2. The thermal tester of claim 1, wherein the heating unit comprises a heat transfer element that is disposed in the heat transfer terminal to cover the first heating element and second heating element, and that transfers heat generated by the first heating element and second heating element.

3. The thermal tester of claim 2, wherein the heat transfer element is formed of silver powder.

4. The thermal tester of claim 3, wherein a density of the heat transfer element increases, as a distance with the contact surface of the heat transfer terminal decreases.

5. The thermal tester of claim 4, wherein, between a diameter of an end of the heat transfer element that faces the contact surface of the heat transfer terminal, and a diameter of an opposite end of the heat transfer element that extends from the end, the diameter of the opposite end is larger than the diameter of the end.

6. The thermal tester of one of claim 1, wherein the first heating element comprises a copper wire, and the second heating element comprises a resistor prepared to cover an outer circumference of the first heating element, and

wherein a diameter of the second heating element becomes gradually smaller toward the contact surface, within the heat transfer terminal.

7. The thermal tester of claim 1, wherein the heat transfer terminal is coupled to an external fixer extending slantly from the tester body, by a coupling member formed of epoxy.

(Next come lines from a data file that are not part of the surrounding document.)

PR #7445, opened 2026-08-18
fix(massEmails): exclude deactivated users from mass emails DEV-2691

platreth:
### 📣 Summary

Deactivated accounts no longer receive mass emails.

### 📖 Description

Deactivated accounts could still show up as recipients of mass emails. That includes accounts moved to a private server, which stay around for months before their data is deleted. They're now left out of the recipient lists, and an account deactivated after a list was built won't get the email either.

### 💭 Notes

- `get_active_users()` was the only recipient query missing the `is_active` / trash exclusion the others already had.
- Builds on the eligibility recheck from #7448: records whose user is deactivated, deleted or trashed are marked `stale`. `MassEmailSender.__init__` sweeps them up front (keeps counts accurate, lets one-time configs terminate), and a per-record guard in the send loop catches changes that happen mid-run, regardless of the `MASS_EMAIL_STALE_RECORD_RECHECK_HOURS` threshold.
- `is_user_still_eligible()` now returns `False` for a deleted/deactivated/trashed user before consulting the check registry, so the fail-open path can't apply to them.

### 👀 Preview steps

1. ℹ️ have a superuser and a user who logged in within the last year
2. deactivate that user in `/admin/` (uncheck `Active`)
3. in a Django shell: `from kobo.apps.mass_emails.user_queries import get_active_users`
4. run `get_active_users().filter(username='<user>').exists()`
5. 🔴 [on 2.026.30] returns `True`, the deactivated user is still a mass email recipient
6. 🟢 [on PR] returns `False`

### DIFF
--- a/kobo/apps/mass_emails/tasks.py
+++ b/kobo/apps/mass_emails/tasks.py
@@ -122,6 +122,16 @@ class MassEmailSender:
         cache_date = self.get_cache_key_date(send_date=now)
         self.cache_key_prefix = f'mass_emails_{cache_date.isoformat()}_email_remaining'
 
+        # Users deactivated, deleted or trashed after enqueue must not be
+        # emailed. Mark their records stale up front so counts stay accurate
+        # and one-time configs can still finish and be turned off.
+        MassEmailRecord.objects.filter(
+            Q(user__isnull=True)
+            | Q(user__is_active=False)
+            | Q(user__trash__isnull=False),
+            status=EmailStatus.ENQUEUED,
+        ).update(status=EmailStatus.STALE)
+
         self.total_records = MassEmailRecord.objects.filter(
             status=EmailStatus.ENQUEUED
         ).count()
@@ -309,16 +319,20 @@ class MassEmailSender:
             for record in records.iterator():
                 if budget_used >= limit:
                     break
-                # Skip a stale record that no longer matches its config's criteria
-                if (
-                    record.date_created < stale_threshold
-                    and not email_config.is_user_still_eligible(record.user)
+                # A user deactivated, deleted or trashed after enqueue must
+                # never be emailed, no matter how fresh the record is;
+                # `record.user` is loaded here, so this reads their current
+                # state. A record older than the stale threshold is also
+                # re-checked against its config's criteria.
+                if not email_config.is_user_still_eligible(
+                    record.user,
+                    reevaluate_query=record.date_created < stale_threshold,
                 ):
                     record.status = EmailStatus.STALE
                     record.save(update_fields=['status', 'date_modified'])
                     logging.info(
                         f'Skipping stale MassEmailRecord({record}): recipient '
-                        f'no longer matches {email_config.query}'
+                        f'is no longer eligible for {email_config.query}'
                     )
                     continue
                 if spent_in_window >= budget_per_second:
--- a/kobo/apps/mass_emails/user_queries.py
+++ b/kobo/apps/mass_emails/user_queries.py
@@ -25,6 +25,7 @@ def get_active_users(days: int = 365) -> QuerySet:
     Retrieve users who have been active within specified number of days.
 
     A user is considered active if:
+    - They are not deactivated (``is_active=True``) and not in the trash
     - They have logged in within the given period, or were recently created and never
       logged in
     - They have modified or created an asset within the given period
@@ -47,7 +48,7 @@ def get_active_users(days: int = 365) -> QuerySet:
         extra_details__last_project_activity__gt=inactivity_threshold
     )
     return User.objects.filter(recent_login_filter | recently_active).exclude(
-        pk=settings.ANONYMOUS_USER_ID
+        Q(pk=settings.ANONYMOUS_USER_ID) | Q(is_active=False) | Q(trash__isnull=False)
     )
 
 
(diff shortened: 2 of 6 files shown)


platreth:
@greptileai

kobo/apps/mass_emails/user_queries.py
```diff
@@ -46,7 +47,7 @@ def get_active_users(days: int = 365) -> QuerySet:
         extra_details__last_project_activity__gt=inactivity_threshold
     )
     return User.objects.filter(recent_login_filter | recently_active).exclude(
-        pk=settings.ANONYMOUS_USER_ID
+        Q(pk=settings.ANONYMOUS_USER_ID) | Q(is_active=False) | Q(trash__isnull=False)
```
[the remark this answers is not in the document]
platreth: This line is 86 chars, under the 88 limit, and it's exactly how darker formats it (the darker CI check passes). Leaving as is!

platreth:
@greptileai check again

kobo/apps/mass_emails/tasks.py
```diff
@@ -321,6 +332,14 @@ def send_day_emails(self):
 
     def send_email(self, email_config, record):
         logging.info(f'Processing MassEmailRecord({record})')
+        # A run drains its records over several minutes, so a user can be
+        # deactivated (or deleted) after the batch was read but before we
+        # reach their record. `record.user` is loaded here, so this reads the
+        # current state without an extra query.
+        if record.user is None or not record.user.is_active:
+            record.status = EmailStatus.FAILED
+            record.save()
```
noliveleger: ~In #7448 I replaced `.save()` to `.save(update_fields=['status', 'date_modified'])`.~

~Let's be *consistent* 😄~

The comment is useless if we go with https://github.com/kobotoolbox/kpi/pull/7445#discussion_r3807389824

kobo/apps/mass_emails/tasks.py
```diff
@@ -321,6 +332,14 @@ def send_day_emails(self):
 
     def send_email(self, email_config, record):
         logging.info(f'Processing MassEmailRecord({record})')
+        # A run drains its records over several minutes, so a user can be
+        # deactivated (or deleted) after the batch was read but before we
+        # reach their record. `record.user` is loaded here, so this reads the
+        # current state without an extra query.
+        if record.user is None or not record.user.is_active:
```
noliveleger: Look at #7448, we could move this logic in "is_user_still_eligible()"?  directly what do you think? And mark the record as `stale` instead of `failed`? 

EDIT: I think we could merge #7448 work in your branch and use `is_user_active_and_not_trashed` directly inside `is_user_still_eligible()`  . We should also test if user is not None.

kobo/apps/mass_emails/tasks.py
```diff
@@ -122,6 +122,14 @@ def __init__(self):
         cache_date = self.get_cache_key_date(send_date=now)
         self.cache_key_prefix = f'mass_emails_{cache_date.isoformat()}_email_remaining'
 
+        # Users deactivated (or deleted) after enqueue must not be emailed.
+        # Fail their records up front so counts stay accurate and one-time
+        # configs can still finish and be turned off.
+        MassEmailRecord.objects.filter(
+            Q(user__is_active=False) | Q(user__isnull=True),
+            status=EmailStatus.ENQUEUED,
+        ).update(status=EmailStatus.FAILED)
```
noliveleger: I would use the new status from #7448 , i.e. : `stale`. Otherwise, let's create a new status.

kobo/apps/mass_emails/tasks.py
```diff
@@ -293,9 +301,12 @@ def send_day_emails(self):
             limit = self.limits.get(email_config.id)
             if not limit:
                 continue
+            # Guards users deactivated mid-run; those deactivated between runs
+            # are already failed by __init__'s eager update.
             records = MassEmailRecord.objects.filter(
                 status=EmailStatus.ENQUEUED,
                 email_job__email_config=email_config,
+                user__is_active=True,
```
noliveleger: I understand the reptile's comment but I'm wondering if we really want to this filter (which adds a `JOIN` here). Especially if we are re-checking the user's state [inside the loop](https://github.com/kobotoolbox/kpi/pull/7445/changes#diff-7108b9ada285887566a56b06f688203b433d1202ec15f44b375d5a4421f1b973R339). Since we don't use `.select_related(user)`, we do fetch again the user inside the loop (in purpose, to get the user's state as fresh as possible). 

However, if we keep this condition, we may also need to validate that the user is not null (i.e.: User could have been deleted) like we do everywhere else. Besides, we probably also need to check if they are not in trash, right? But what's the performance cost for that?

noliveleger (changes requested):

kobo/apps/mass_emails/tasks.py
noliveleger: See this comment https://github.com/kobotoolbox/kpi/pull/7448#discussion_r3813437126

kobo/apps/mass_emails/tasks.py
```diff
@@ -309,6 +320,21 @@ def send_day_emails(self):
...
                 if budget_used >= limit:
                     break
+                # A user deactivated, deleted or trashed after enqueue must
+                # never be emailed, no matter how fresh the record is.
+                # `record.user` is loaded here, so this reads their current
+                # state. Records that predate this run are already marked
+                # stale by `__init__`; this catches mid-run changes.
+                if record.user is None or not is_user_active_and_not_trashed(
+                    record.user
+                ):
```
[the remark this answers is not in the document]
platreth: This is the design agreed with @noliveleger in the thread above: no state filter at query time, one fresh fetch of the user per record right before sending (no select_related), covering deactivated, deleted and trashed.

noliveleger (approved):
LGTM

PR #7448, opened 2026-08-18
feat(massEmails): re-validate recipient eligibility before sending stale records DEV-2682

noliveleger:
### 📣 Summary

Mass email recipients who no longer meet a campaign's criteria by the time their email is about to be sent are now skipped instead of receiving a message that's no longer relevant to them.

### 📖 Description

A large mass email batch can take days to fully send because of the daily send cap. During that time, a recipient can stop matching the campaign's criteria (for example, buying a storage add-on that resolves the over-limit condition that triggered the email), but until now the system had no way to notice and would send the email anyway, sometimes days later. Before sending any record that's been sitting in the queue for a while, we now re-check that the recipient still matches the campaign's criteria, and skip the send if they don't.

### 💭 Notes

- New Constance setting `MASS_EMAIL_STALE_RECORD_RECHECK_HOURS` (default 12) controls how old a record must be before the recheck kicks in.
- New `USER_ELIGIBILITY_CHECKS` registry in `kobo/apps/mass_emails/models.py`, parallel to the existing `USER_QUERIES`: one cheap single-user check per query type, added to `user_queries.py`.
- New `EmailStatus.STALE` status for records skipped this way.

### 👀 Preview steps

Uses the existing `test_users` query (`MASS_EMAIL_TEST_EMAILS`), so no Stripe/usage setup needed. `MassEmailRecord` isn't registered in the admin, so checking record status needs the shell; everything else can go through the admin.

1. ℹ️ shell: clear the cache first — `send_day_emails()` caches the day's send budget per config id, so a stale cache entry from an earlier test can silently make it skip a newly created config
   ```python
   cache.clear()
   ```
2. admin → Constance config (`/admin/constance/config/`): set `MASS_EMAIL_TEST_EMAILS` to your test user's email, and `MASS_EMAIL_STALE_RECORD_RECHECK_HOURS` to `0` (so the recheck applies immediately, no backdating needed)
3. admin → Mass Email Configs (`/admin/mass_emails/massemailconfig/add/`): create a config with `query=test_users`, `frequency=-1`, `live` checked
4. shell: `generate_mass_email_user_lists()` only picks up configs created before today, so enqueue directly instead of waiting for tomorrow
   ```python
   from kobo.apps.mass_emails.tasks import enqueue_mass_email_records
   from kobo.apps.mass_emails.models import MassEmailConfig
   email_config = MassEmailConfig.objects.get(name='<your config name>')
   enqueue_mass_email_records(email_config)
   ```
5. admin → Constance config: clear `MASS_EMAIL_TEST_EMAILS` — the recipient no longer matches `test_users`
6. shell:
   ```python
   from kobo.apps.mass_emails.tasks import MassEmailSender
   MassEmailSender().send_day_emails()
   ```
7. 🔴 [on main] the record is sent regardless
8. 🟢 [on PR] the record is skipped, confirmed by this run's actual log output:
   ```
   INFO Found 1 enqueued records
   INFO Setting up MassEmailConfig limits for the current day
   INFO Processing 1 records for MassEmailConfig(test)
   INFO Skipping stale MassEmailRecord(test send to user): recipient no longer matches test_users
   ```


kobo/apps/mass_emails/tasks.py
```diff
@@ -296,11 +299,28 @@ def send_day_emails(self):
...
+            # No `[:limit]` slice: a stale record must not burn a slot without
+            # spending budget, so keep pulling records until `limit` is spent.
+            budget_used = 0
+            for record in records.iterator():
+                if budget_used >= limit:
+                    break
+                # Skip a stale record that no longer matches its config's criteria
+                if (
+                    record.date_created < stale_threshold
+                    and not email_config.is_user_still_eligible(record.user)
```
platreth, line 315: We should add a guard for `record.user`, it can be None here

Also looking at `is_user_still_eligible` this is a real check per user that can fail in a lot of ways 

Why not doing something like this: 

```suggestion
                    if record.date_created < stale_threshold:
    try:
        still_eligible = (
            record.user is not None
            and email_config.is_user_still_eligible(record.user)
        )
    except SoftTimeLimitExceeded:
        raise
    except Exception:
        logging.exception( (#or info?)
            f'Eligibility recheck failed for record {record.pk} '
            f'(config {email_config.pk}); skipping this run'
        )
        continue
    if not still_eligible:
        ...mark STALE as before...
```

kobo/apps/mass_emails/tasks.py
```diff
@@ -296,11 +299,28 @@ def send_day_emails(self):
             records = MassEmailRecord.objects.filter(
                 status=EmailStatus.ENQUEUED,
                 email_job__email_config=email_config,
-            )[:limit]
+            )
```
platreth, line 302: I think here removing `[:limit]` can be a problem, because nothing replaced the cap no?

platreth (changes requested):

kobo/apps/mass_emails/tasks.py
noliveleger: something replaces the cap. Instead of doing at the PostgreSQL level, it's done in Python with [these lines](https://github.com/kobotoolbox/kpi/pull/7448/changes/BASE..26d73f42f3d536beff204b10e1ad6397ac05eae9#diff-7108b9ada285887566a56b06f688203b433d1202ec15f44b375d5a4421f1b973R310-R311) 

That's why I'm using also `.iterator()` to avoid loading objects in memory. Django will use a DB cursor. ~~Having that said, I could specify chunk size with `limit`  (e.g.: `.iterator(chunk=limit)`). We want to load _limit_ records at a time maximum.~~ 

EDIT: The limit is usually higher than Django default limit. It's useless.

kobo/apps/mass_emails/tasks.py
noliveleger: IMO, too complicated! `record.user` could be None and passed to `is_user_still_eligible` a

Inside `is_user_still_eligible` the diff would be 

```
    def is_user_still_eligible(self, user: User | None) -> bool:
        """
        Cheap single-user recheck of `self.query`'s criteria, used before
        sending a stale enqueued record to catch a recipient who stopped
        matching while the record was sitting in the queue.
        """

       # Get rid of `is_user_active_and_not_trashed`  or move the code inside it  and call it here. 
       
       if user is None or not user.is_active:
           return False
       elif hasattr(user, 'trash'):
           return False
             
        check = USER_ELIGIBILITY_CHECKS.get(self.query)
        ...
```

(this to be done in #7445 after the merge of this one)

platreth (approved):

8. A thermal tester for a dental clinic, comprising:

a tester body having one side from which a heat transfer terminal protrudes, an external appearance of the tester body being insulated, and the heat transfer terminal having a contact surface that comes into contact with a tooth; and

a heating unit to heat the heat transfer terminal,

wherein the heating unit comprises:

a first heating element and a second heating element, that, in a mutually electrically insulated state, penetrate the tester body and that extend to the heat transfer terminal, wherein an end portion of the first heating element and an end portion of the second heating element that face the contact surface of the heat transfer terminal, are in close contact with each other, to generate a thermal electromotive force; and

a heat transfer element formed of silver, and disposed in the heat transfer terminal to cover the first heating element and second heating element.

9. The thermal tester of claim 8, wherein a density of the heat transfer element increases, as a distance with the contact surface of the heat transfer terminal decreases.